Here are a few examples of how to do that:

  • “I’d like to have a conversation about something that’s bugging me. Is now a good time?”

  • “I have some thoughts that I’ve been nervous to tell you. Are you in a place where you can hear them?”

  • “I’ve noticed that I’m feeling irritated by something you’ve done. Would it be OK if I told you about it?”

A few important things are happening here: First, each of these statements begins with the word “I” instead of the word “you.” “I feel irritated by one of your habits” instead of “You have an irritating habit” makes a huge difference in preventing defensiveness from your partner.

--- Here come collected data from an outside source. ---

PR #2739, opened 2019-05-17
fix infinite loop

Kokan:
A `reopen` after a `reload` could cause infinite loop, as all of the registered `reopen` hook was linked into the list after the current; creating an infinite loop.

### DIFF
--- a/lib/apphook.c
+++ b/lib/apphook.c
@@ -82,7 +82,7 @@ register_application_hook(gint type, ApplicationHookFunc func, gpointer user_dat
       entry->func = func;
       entry->user_data = user_data;
 
-      application_hooks = g_list_append(application_hooks, entry);
+      application_hooks = g_list_prepend(application_hooks, entry);
     }
   else
     {
--- a/lib/tests/test_apphook.c
+++ b/lib/tests/test_apphook.c
@@ -102,6 +102,35 @@ Test(test_apphook, reopen_hook)
   cr_assert_eq(triggered_count, 1);
 }
 
+static void
+_re_registering_hook(gint type, gpointer user_data)
+{
+  _hook_counter(type, user_data);
+  register_application_hook(type, _re_registering_hook, user_data);
+}
+
+Test(test_apphook, hook_register_from_hook)
+{
+  gint triggered_count = 0;
+
+  register_application_hook(AH_REOPEN_FILES, _re_registering_hook, (gpointer)&triggered_count);
+
+  app_reopen_files();
+  cr_assert_eq(triggered_count, 1);
+}
+
+Test(test_apphook, hook_register_from_hook_and_other_not_triggered_hooks)
+{
+  gint triggered_count = 0;
+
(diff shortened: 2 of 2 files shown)


kira-syslogng:
Build SUCCESS

lib/apphook.c
```diff
@@ -82,7 +82,7 @@ register_application_hook(gint type, ApplicationHookFunc func, gpointer user_dat
       entry->func = func;
       entry->user_data = user_data;
 
-      application_hooks = g_list_append(application_hooks, entry);
+      application_hooks = g_list_prepend(application_hooks, entry);
```
lbudai: hmmm... I need to check code (on my computer, currently I have only my phone), but are you sure that this kind of reordering (or reverse ordering) is the best solution?

Kokan: I was thinking about:
1. "permanent" hooks, but the current hook is general enough if there is a correct option to re-register (did not want to extend interface if possible)
2. move hooks that is going to be triggered into some tmp list, and trigger them one-by-one (so two distinct list)
3. insert hooks before the current (this is a kinda variation of the `2.`)

Mainly I was thinking about `2.` and `3.`, possible the `3.` would be more readable and memory allocation/copy should not be a concern here. 

I do not mind the change of ordering, as there was no guarantee of order before; and imho should not be.

What do you think ?

lbudai: okay, thanks for detailed answer
(it would be nice to share these kind of thoughts next time :) )

furiel: > I do not mind the change of ordering, as there was no guarantee of order before; and imho should not be.

Can you explain what do you mean by "no guarantee of order"? Weren't the hooks executed in the order they were registered?

furiel:
Sorry for being slow here, but how does the error condition depend on reload? For me this is not clear from the code.

Technically, AH_REOPEN_FILES always registers itself, so I thought it should trigger the infinite loop even without reload. But apparently that works fine. However, after a reload, I can always see the infinite loop, so there is definitely something with the reload that causes trouble for reopen.

Kokan:
@furiel it is triggered if there is already a hook registered after `reopen`, because if you check the next item in the list is cached into `l_next`, and the hook function is called after. So if there is no hook after `reopen`, it saves `NULL` and terminates the loop even if a new hook is registered.

The `reload` is just special in a way that some hook got registered after the `reopen` hook.

lib/apphook.c
Kokan: Before this patch they were, but not after. As the hooks for now are inserted into the list head.

furiel:
Thanks for explanation, I understand now. In summary: there is no infinite loop if AH_REOPEN_FILES is the last element of the hooks. 
During startup, it gets to the end of the list by affile_dd_global_init. During reload, however, AH_CONFIG_CHANGED is appended to the list, so the original AH_REOPEN_FILES shifts towards the head. Being not the last element of the list, it causes the infinite loop.

kira-syslogng:
Build SUCCESS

Second, each of these statements end in a question – a request for buy in that may receive a yes or a no. Wait for an answer before you bring up the issue at hand. If your partner says, “No, it’s not a good time,” respect that, and ask when a better time would be. Once your partner has been able to emotionally prepare, they may be able to lean in instead of putting up defenses. The good news is that if you’re able to bring up the tough conversations with a loving and thoughtful meta-conversation, you’ll set yourself and your partner up for success, and you may actually come out of it feeling more connected than when you started.